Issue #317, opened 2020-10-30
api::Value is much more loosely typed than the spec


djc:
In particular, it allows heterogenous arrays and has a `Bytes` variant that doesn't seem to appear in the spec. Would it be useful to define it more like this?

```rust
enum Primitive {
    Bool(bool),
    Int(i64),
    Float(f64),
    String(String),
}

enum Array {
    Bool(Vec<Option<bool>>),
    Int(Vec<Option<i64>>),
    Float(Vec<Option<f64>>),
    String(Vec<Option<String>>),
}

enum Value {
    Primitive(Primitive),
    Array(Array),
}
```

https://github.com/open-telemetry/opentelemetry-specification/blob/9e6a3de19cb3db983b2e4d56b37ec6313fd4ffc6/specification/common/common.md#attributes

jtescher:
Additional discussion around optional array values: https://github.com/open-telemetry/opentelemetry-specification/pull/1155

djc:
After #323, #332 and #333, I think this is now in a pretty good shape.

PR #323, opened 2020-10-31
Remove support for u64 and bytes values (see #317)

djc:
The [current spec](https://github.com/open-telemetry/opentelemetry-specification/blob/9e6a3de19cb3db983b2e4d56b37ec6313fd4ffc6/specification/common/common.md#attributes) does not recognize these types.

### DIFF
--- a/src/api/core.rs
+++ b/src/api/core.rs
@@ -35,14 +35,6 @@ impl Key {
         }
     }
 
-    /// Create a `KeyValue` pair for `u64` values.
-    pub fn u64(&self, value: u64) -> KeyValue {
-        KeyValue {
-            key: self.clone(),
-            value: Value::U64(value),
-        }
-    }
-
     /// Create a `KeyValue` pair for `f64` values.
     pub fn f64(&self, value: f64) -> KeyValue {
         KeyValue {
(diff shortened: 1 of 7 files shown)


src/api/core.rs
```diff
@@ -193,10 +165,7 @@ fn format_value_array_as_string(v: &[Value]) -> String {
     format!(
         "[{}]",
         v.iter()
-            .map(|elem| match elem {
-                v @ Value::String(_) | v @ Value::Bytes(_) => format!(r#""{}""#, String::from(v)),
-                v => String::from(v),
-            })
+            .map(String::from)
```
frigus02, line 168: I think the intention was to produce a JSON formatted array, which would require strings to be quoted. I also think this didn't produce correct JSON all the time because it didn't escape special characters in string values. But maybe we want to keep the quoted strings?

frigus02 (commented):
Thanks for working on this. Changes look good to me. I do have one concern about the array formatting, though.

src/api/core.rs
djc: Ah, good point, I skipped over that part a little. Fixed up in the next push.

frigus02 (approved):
---
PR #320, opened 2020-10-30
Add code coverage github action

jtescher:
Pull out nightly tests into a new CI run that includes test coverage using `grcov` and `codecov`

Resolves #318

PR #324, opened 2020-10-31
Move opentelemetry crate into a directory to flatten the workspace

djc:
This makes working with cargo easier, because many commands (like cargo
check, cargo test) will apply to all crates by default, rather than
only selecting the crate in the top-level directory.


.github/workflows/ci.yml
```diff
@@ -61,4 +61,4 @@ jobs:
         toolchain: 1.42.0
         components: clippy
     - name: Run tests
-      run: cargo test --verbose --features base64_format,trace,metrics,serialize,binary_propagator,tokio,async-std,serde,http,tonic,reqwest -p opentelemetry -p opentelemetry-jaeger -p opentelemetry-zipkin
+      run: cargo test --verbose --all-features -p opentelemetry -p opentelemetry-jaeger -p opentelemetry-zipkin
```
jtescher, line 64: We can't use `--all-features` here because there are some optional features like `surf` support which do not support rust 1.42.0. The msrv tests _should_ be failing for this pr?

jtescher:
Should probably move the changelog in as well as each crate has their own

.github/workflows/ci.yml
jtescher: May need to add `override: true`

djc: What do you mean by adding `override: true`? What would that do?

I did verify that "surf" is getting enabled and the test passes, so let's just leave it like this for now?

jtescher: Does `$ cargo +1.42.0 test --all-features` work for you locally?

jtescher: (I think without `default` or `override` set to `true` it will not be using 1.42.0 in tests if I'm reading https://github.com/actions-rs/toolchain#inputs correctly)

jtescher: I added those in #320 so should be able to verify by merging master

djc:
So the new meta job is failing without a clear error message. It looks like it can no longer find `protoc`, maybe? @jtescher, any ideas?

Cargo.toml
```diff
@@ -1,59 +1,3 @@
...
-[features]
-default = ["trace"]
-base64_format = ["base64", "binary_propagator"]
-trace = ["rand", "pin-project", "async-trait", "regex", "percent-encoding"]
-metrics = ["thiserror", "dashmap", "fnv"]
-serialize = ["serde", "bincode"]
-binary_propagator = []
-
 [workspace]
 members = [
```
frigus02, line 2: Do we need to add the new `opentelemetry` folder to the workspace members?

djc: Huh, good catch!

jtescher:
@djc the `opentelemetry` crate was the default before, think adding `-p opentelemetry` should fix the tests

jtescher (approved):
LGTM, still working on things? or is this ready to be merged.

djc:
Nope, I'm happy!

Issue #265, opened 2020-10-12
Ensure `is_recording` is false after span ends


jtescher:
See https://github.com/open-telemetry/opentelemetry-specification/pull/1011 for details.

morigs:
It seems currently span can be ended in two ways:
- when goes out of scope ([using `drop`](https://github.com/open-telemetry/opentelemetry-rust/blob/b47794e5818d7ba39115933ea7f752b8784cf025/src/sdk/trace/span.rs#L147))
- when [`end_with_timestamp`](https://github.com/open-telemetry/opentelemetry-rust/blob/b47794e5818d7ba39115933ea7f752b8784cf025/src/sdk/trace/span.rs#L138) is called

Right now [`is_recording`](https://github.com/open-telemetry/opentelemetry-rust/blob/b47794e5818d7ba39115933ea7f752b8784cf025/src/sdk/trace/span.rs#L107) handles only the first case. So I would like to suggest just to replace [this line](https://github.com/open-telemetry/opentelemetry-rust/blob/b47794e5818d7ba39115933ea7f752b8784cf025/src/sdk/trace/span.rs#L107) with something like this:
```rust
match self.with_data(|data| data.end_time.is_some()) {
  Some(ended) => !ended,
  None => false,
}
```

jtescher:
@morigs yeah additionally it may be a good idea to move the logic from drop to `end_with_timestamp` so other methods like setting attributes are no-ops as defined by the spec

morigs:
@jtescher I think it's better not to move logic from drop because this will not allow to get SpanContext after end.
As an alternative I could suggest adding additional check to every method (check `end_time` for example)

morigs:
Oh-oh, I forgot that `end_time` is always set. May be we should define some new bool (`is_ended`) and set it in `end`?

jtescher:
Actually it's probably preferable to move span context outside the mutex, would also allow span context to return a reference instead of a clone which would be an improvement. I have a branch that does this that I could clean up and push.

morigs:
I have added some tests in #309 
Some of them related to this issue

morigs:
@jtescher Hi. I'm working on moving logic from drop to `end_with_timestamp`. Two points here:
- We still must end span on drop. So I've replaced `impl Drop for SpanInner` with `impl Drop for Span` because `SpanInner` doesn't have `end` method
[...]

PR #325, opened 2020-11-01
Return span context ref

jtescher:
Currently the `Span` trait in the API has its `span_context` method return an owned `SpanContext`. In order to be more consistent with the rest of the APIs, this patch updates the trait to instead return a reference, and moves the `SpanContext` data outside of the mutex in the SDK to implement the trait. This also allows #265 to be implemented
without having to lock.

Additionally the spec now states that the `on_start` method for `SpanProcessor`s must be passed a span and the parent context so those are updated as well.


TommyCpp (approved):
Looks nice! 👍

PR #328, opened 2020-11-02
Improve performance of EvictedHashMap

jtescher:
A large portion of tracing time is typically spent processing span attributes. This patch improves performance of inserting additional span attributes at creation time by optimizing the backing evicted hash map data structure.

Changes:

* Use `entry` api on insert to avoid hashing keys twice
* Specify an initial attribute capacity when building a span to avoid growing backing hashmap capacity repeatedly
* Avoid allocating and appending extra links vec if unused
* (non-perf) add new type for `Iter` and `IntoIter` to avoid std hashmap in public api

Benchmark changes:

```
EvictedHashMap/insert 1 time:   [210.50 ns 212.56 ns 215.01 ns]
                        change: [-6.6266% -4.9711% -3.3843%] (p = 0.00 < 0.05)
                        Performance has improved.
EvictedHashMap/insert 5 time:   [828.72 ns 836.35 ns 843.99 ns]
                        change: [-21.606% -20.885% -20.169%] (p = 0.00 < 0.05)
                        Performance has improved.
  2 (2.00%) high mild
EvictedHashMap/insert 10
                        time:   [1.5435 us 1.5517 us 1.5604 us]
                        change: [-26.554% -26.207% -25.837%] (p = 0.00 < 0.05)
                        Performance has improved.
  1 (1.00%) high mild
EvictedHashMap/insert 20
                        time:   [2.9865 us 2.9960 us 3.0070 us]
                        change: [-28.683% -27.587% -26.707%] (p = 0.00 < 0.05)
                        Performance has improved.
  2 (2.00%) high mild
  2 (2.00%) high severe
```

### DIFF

Your assignment: What are the lines, exactly as written above, from the line with "djc: What do" to the line with "for you locally?", both included? Output only those.

Answer area:
djc: What do you mean by adding `override: true`? What would that do?

I did verify that "surf" is getting enabled and the test passes, so let's just leave it like this for now?

jtescher: Does `$ cargo +1.42.0 test --all-features` work for you locally?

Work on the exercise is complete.